WORK TO BE COMPLETED:
Report back every line below that carries the word "string".

=-=-=-=-=

PR #149, opened 2019-10-21
Assignment 3

kenny2892:


Inheritance/src/Inheritance/ActorExtension.cs
```diff
@@ -0,0 +1,33 @@
...
+namespace Inheritance
+{
+    public static class ActorExtension
+    {
+        public static void Speak(this Actor actor, TextWriter writer)
+        {
+            if (actor is null || writer is null)
+                throw new ArgumentNullException();
+
+            switch (actor)
```
NikolasGraham: This looks pretty good, but if the actor is just an Actor object, it goes through without saying anything. This could be designed this way and be perfectly fine, but it could be good to include something for Actor, even if it's just a Console.log, since you don't have a default.

Inheritance/test/Inheritance.Tests/PrinterTests.cs
```diff
@@ -34,9 +34,68 @@ public void PersonGetsPrinted()
...
+        }
     }
 
     public class TestItem : Item {
         public string Name { get; set; }
+
+        public override string PrintInfo()
+        {
+            return Name;
+        }
```
NikolasGraham: All the rest looks good, nice job.

Inheritance/src/Inheritance/ActorExtension.cs
```diff
@@ -0,0 +1,33 @@
+﻿using System;
+using System.IO;
+
+namespace Inheritance
+{
+    public static class ActorExtension
+    {
+        public static void Speak(this Actor actor, TextWriter writer)
```
breaman: Wrapping everything they say in a TextWriter wasn't needed, but not a bad touch. Could have left this just as a string, though, since the TextWriter was only needed for the other part of the assignment.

=-=-=-=-=

ANSWER BELOW:
         public string Name { get; set; }
+        public override string PrintInfo()
breaman: Wrapping everything they say in a TextWriter wasn't needed, but not a bad touch. Could have left this just as a string, though, since the TextWriter was only needed for the other part of the assignment.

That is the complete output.